Jones se jeta aux pieds de son bienfaiteur, saisit sa main qu’il couvrit de baisers, et l’assura que sa bonté pour lui surpassoit, dans cette circonstance comme dans toutes les autres, son mérite et son attente. « Je manque de termes, s’écria-t-il, pour vous exprimer ma reconnoissance. Vos bienfaits me pénètrent le cœur. Mais je ne puis songer en ce moment qu’à la douloureuse situation… Ô mon protecteur ! ô mon père ! » Ici la parole expira sur ses lèvres, et il détourna la tête pour cacher les larmes qui couloient de ses yeux.
M. Allworthy pressa doucement sa main dans la sienne, et continua ainsi : « Je connois, mon enfant, la noblesse et la bonté de votre caractère. Joignez-y la prudence et la piété, et vous serez heureux. Si les premières de ces qualités vous rendent digne du bonheur, les dernières seules peuvent vous en faire jouir.
« M. Thwackum, je vous ai laissé mille livres. Je ne doute point que cette somme n’excède de beaucoup vos désirs et vos besoins. Acceptez-la, comme un gage de mon amitié. S’il vous reste du superflu, cette rigide vertu dont vous faites profession, vous enseignera la manière d’en user.

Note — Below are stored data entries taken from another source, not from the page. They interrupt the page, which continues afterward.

Issue #613, opened 2017-08-28
Jenkins jobs defined using generated DSL must specify all possible configuration for triggers, publishers, etc


g-dx:
## Issue
Jenkins jobs defined using the `gitlab-plugin` generated DSL must specify all configuration. 

For example:

```
job('job-name') {

    scm {
        git('...some repo...')
    }

    triggers {
        gitlab {
            triggerOnPush(true)
            branchFilterType('NameBasedFilter')
            includeBranchesSpec 'master'
            triggerOnMergeRequest(false)
            triggerOnAcceptedMergeRequest(false)
            triggerOnClosedMergeRequest(false)
            triggerOpenMergeRequestOnPush('never')
            triggerOnNoteRequest(false)
            noteRegex('#rebuild')
            setBuildDescription(true)
            addNoteOnMergeRequest(false)
            skipWorkInProgressMergeRequest(true)
            ciSkip(true)
            addCiMessage(false)
            addVoteOnMergeRequest(false)
            acceptMergeRequestOnSuccess(false)
            excludeBranchesSpec('')
            targetBranchRegex('')
            mergeRequestLabelFilterConfig {
                include('')
                exclude('')
            }
            secretToken('')
        }
    }
    
    publishers {
        gitLabCommitStatusPublisher {
            name 'jenkins'
            markUnstableAsSuccess false
        }
        gitLabMessagePublisher {
            onlyForFailure true
            replaceSuccessNote false
            replaceFailureNote false
            replaceAbortNote false
            successNoteText ''
            failureNoteText ''
            abortNoteText ''
        }
    }

    steps {
        /* ... some steps ... */
    }
}

```
Otherwise executing the DSL script will fail.

For example the code above will fail when run against v1.4.7 of the `gitlab-plugin` with the following error:

```
Build step 'Invoke Gradle script' changed build result to SUCCESS
Processing DSL script job.groovy
ERROR: (job.groovy, line 8) the following options are required and must be specified: triggerOnAcceptedMergeRequest, triggerOnClosedMergeRequest
```
Due to the changes introduced in https://github.com/jenkinsci/gitlab-plugin/commit/a61a6c77be85b89a5f8b6d37cc382fb474ea5262.

Currently this means all new additions to the plugin DSL will cause _existing_ jobs to break when the `gitlab-plugin` is upgraded.

Is this a limitation of Jenkins when leveraging generated DSL functionality or can a feature request be considered to support using default values for configuration which is not specified?

### Context
[...]

PR #614, opened 2017-08-28
Adds support for GitLabAPI V4 while keeping support for V3

Argelbargel:
This is an enhancement of PR #596 which adds support for gitlab-api v4 while keeping support for v3
(as i forked jenkins/gitlab-plugin i could not find a simple way to add to @ZJvandeWeg 's PR). 
GitLabConnectionConfig has a new configuration option "API-Level" in the advanced configuration section where you can switch between v3 and v4. Default is "autodetect" which tries to determine which api-endpoint is available (v3 is preferred for now). The result of the autodetection is cached after the first request to the server.

Additionally, i've tried to change the name of the classes so that the class-names correspond with the names of the getters and variables, thus GitLabApi is now called GitLabClient.

This is just some fancy code to switch the interface-definitions used to create a gitlab-rest-client. i'm not sure if switching between apis will work for existing jobs which do not have both the id and iid of merge-requests stored somewhere - could be that we have to change other parts to build a seamless upgrade path to v4.

PR #616, opened 2017-08-29
Support @DataBoundSetter for triggers and publishers

g-dx:
Currently jenkins jobs defined using the generated DSL for the `gitlab-plugin` are required to supply all possible values for any defined triggers or publishers due to the use of the `@DataBoundConstructor` annotation. This leads to the problem described in #613 where any modifications to the trigger or publisher constructor signatures cause existing job definitions to fail when run against a new version of the plugin.

Fix this by adding support for a setter driven approach to configure triggers and publishers with the `@DataBoundSetter` annotation. This allows all unimportant configuration to be ignored when defining jobs and prevents new functionality from breaking existing jobs when upgrading.

### DIFF
--- a/src/main/java/com/dabsquared/gitlabjenkins/GitLabPushTrigger.java
+++ b/src/main/java/com/dabsquared/gitlabjenkins/GitLabPushTrigger.java
@@ -48,6 +48,7 @@ import org.jenkinsci.Symbol;
 import org.kohsuke.stapler.Ancestor;
 import org.kohsuke.stapler.AncestorInPath;
 import org.kohsuke.stapler.DataBoundConstructor;
+import org.kohsuke.stapler.DataBoundSetter;
 import org.kohsuke.stapler.QueryParameter;
 import org.kohsuke.stapler.Stapler;
 import org.kohsuke.stapler.StaplerRequest;
@@ -76,9 +77,9 @@ public class GitLabPushTrigger extends Trigger<Job<?, ?>> {
     private boolean triggerOnMergeRequest = true;
     private boolean triggerOnAcceptedMergeRequest = false;
     private boolean triggerOnClosedMergeRequest = false;
-    private final TriggerOpenMergeRequest triggerOpenMergeRequestOnPush;
+    private TriggerOpenMergeRequest triggerOpenMergeRequestOnPush;
     private boolean triggerOnNoteRequest = true;
-    private final String noteRegex;
+    private String noteRegex = "";
     private boolean ciSkip = true;
     private boolean skipWorkInProgressMergeRequest;
     private boolean setBuildDescription = true;
@@ -91,7 +92,7 @@ public class GitLabPushTrigger extends Trigger<Job<?, ?>> {
     private String includeBranchesSpec;
     private String excludeBranchesSpec;
     private String targetBranchRegex;
-    private final MergeRequestLabelFilterConfig mergeRequestLabelFilterConfig;
+    private MergeRequestLabelFilterConfig mergeRequestLabelFilterConfig;
     private volatile Secret secretToken;
 
     private transient BranchFilter branchFilter;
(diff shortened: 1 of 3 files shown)


src/main/java/com/dabsquared/gitlabjenkins/GitLabPushTrigger.java
```diff
@@ -103,9 +103,10 @@
 
 
     @DataBoundConstructor
-    @GeneratePojoBuilder(intoPackage = "*.builder.generated", withFactoryMethod = "*")
```
christ66: I'm not familiar with this annotation, however I believe this is generating code which might break backward compatibility.

src/main/java/com/dabsquared/gitlabjenkins/GitLabPushTrigger.java
```diff
@@ -103,9 +103,10 @@
...
-    public GitLabPushTrigger(boolean triggerOnPush, boolean triggerOnMergeRequest, boolean triggerOnAcceptedMergeRequest, boolean triggerOnClosedMergeRequest, 
-    						 TriggerOpenMergeRequest triggerOpenMergeRequestOnPush, boolean triggerOnNoteRequest, String noteRegex, 
+    public GitLabPushTrigger() { }
+
+    public GitLabPushTrigger(boolean triggerOnPush, boolean triggerOnMergeRequest, boolean triggerOnAcceptedMergeRequest, boolean triggerOnClosedMergeRequest,
```
christ66: I would recommend deprecating the constructors and adding a javadoc to recommend using getter/setter methods.

src/main/java/com/dabsquared/gitlabjenkins/publisher/GitLabMessagePublisher.java
```diff
@@ -35,7 +36,6 @@
     private String abortNoteText;
     private String unstableNoteText;
 
-    @DataBoundConstructor
     public GitLabMessagePublisher(boolean onlyForFailure, boolean replaceSuccessNote, boolean replaceFailureNote, boolean replaceAbortNote, boolean replaceUnstableNote,
```
christ66: Probably best to deprecate the constructor.

src/main/java/com/dabsquared/gitlabjenkins/GitLabPushTrigger.java
g-dx: Good point. Will leave as is.

src/main/java/com/dabsquared/gitlabjenkins/GitLabPushTrigger.java
g-dx: Done.

src/main/java/com/dabsquared/gitlabjenkins/publisher/GitLabMessagePublisher.java
g-dx: Done.

g-dx:
PTAL.

omehegan:
@christ66 can you take another look at this one?

src/main/java/com/dabsquared/gitlabjenkins/GitLabPushTrigger.java
```diff
@@ -101,11 +102,11 @@
     private transient boolean acceptMergeRequestOnSuccess;
     private transient MergeRequestLabelFilter mergeRequestLabelFilter;
 
-
+    @Deprecated
```
christ66: Did something happen to the empty constructor you created? I was only mentioning to use the `@deprecated` annotation only if there was a new constructor which should be used instead of this one, and this one should be deprecated in favor of the new constructor + using setter methods. If the other empty constructor is not needed, then you should remove the deprecated annotation. I also believe that adding a `@deprecated` should require javadoc suggesting to use the other constructor.

g-dx: Ah, apologies. I stripped the merge back to only what's required to support setters and left the rest for fear of affecting backwards compatibility.

I will add no-arg constructors where necessary and update `@Deprecated` constructors to inform clients to use the no-arg version in conjunction with setters.

src/main/java/com/dabsquared/gitlabjenkins/publisher/GitLabMessagePublisher.java
```diff
@@ -35,6 +36,10 @@
     private String abortNoteText;
     private String unstableNoteText;
 
+    /**
+     * @deprecated use {@link #GitLabMessagePublisher()} with setters to configure an instance of this class.
+     */
+    @Deprecated
     @DataBoundConstructor
```
christ66: Should the annotation `@DataBoundConstructor` be around the `public GitLabMessagePublisher() { }` constructor instead of the current constructor.

g-dx: I must admit I'm somewhat unsure exactly where `@DataBoundConstructor` is actually required now that `@DataBoundSetter` has been added. 

When making these changes I used [this](https://github.com/jenkinsci/slack-plugin/pull/236/files) merge from the `slack-plugin` as a reference. Looking again at those changes they do appear to have moved `@DataBoundConstructor` annotation onto the no-arg constructors. As such I will make the same change.

christ66 (approved):
LGTM 👍

g-dx:
@christ66, @omehegan - if these changes are ok any ETA on when these changes will find their way into a release?

omehegan:
@g-dx right now I am holding releases until we can get the GitLab v4 API support complete. That is being tracked in #614.

g-dx:
No problem. Thanks for the update.

omehegan:

jakub-bochenski:
Doesn't seem to work, created #674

« Monsieur Square, je vous ai légué une pareille somme. Elle vous mettra, je l’espère, en état de mieux réussir à l’avenir dans votre profession, que vous ne l’avez fait par le passé. J’ai souvent observé avec peine, que l’indigence excite plus de mépris que de pitié, surtout chez les gens riches, aux yeux de qui l’homme pauvre passe presque toujours pour un homme sans talent. Le peu que je vous laisse, aplanira les obstacles contre lesquels vous avez eu autrefois à lutter, et vous fournira les moyens d’acquérir le degré de fortune nécessaire à un philosophe tel que vous.
« Mais je sens que mes forces s’épuisent. Je vous renvoie à mon testament, pour ce qui concerne mes autres dispositions. Mes domestiques y trouveront un motif de se souvenir de moi. J’ai fait en outre un petit nombre de legs pieux, que mes exécuteurs testamentaires acquitteront, je pense, avec fidélité. Je vous donne à tous ma bénédiction. Adieu, je pars… quelques moments avant vous. »
En cet instant, un domestique entra précipitamment et annonça l’arrivée d’un procureur de Salisbury, chargé d’un message secret qu’il ne pouvoit, disoit-il, communiquer qu’à M. Allworthy en personne. Il ajouta que ce procureur paroissoit très-pressé, et se plaignoit d’avoir tant d’affaires sur les bras, qu’il ne viendroit jamais à bout de les expédier toutes, quand il se mettroit en quatre pour cela.
« Allez, mon enfant, dit M. Allworthy à Blifil, et voyez ce que me veut cet homme. Je suis hors d’état de m’occuper d’affaires ; je n’en ai point, d’ailleurs, qui ne vous intéresse maintenant plus que moi. Il m’est impossible de recevoir qui que ce soit ; mon esprit n’est plus capable d’attention. » À ces mots, il les congédia, en leur disant qu’il ne perdoit pas l’espérance de les revoir encore ; mais qu’après une si grande fatigue, il avoit besoin de repos.
Quelques-uns des spectateurs de cette triste scène se retirèrent, en versant des larmes. Le philosophe Square lui-même essuyoit ses yeux, peu accoutumés à en répandre. Pour mistress Wilkins, les pleurs tomboient goutte à goutte de sa paupière, comme la gomme, des arbres de l’Arabie. C’étoit une simagrée que n’omettoit jamais l’habile gouvernante, dans les occasions convenables.
Quand tout le monde fut sorti, M. Allworthy remit la tête sur son oreiller, et tâcha de prendre un peu de repos.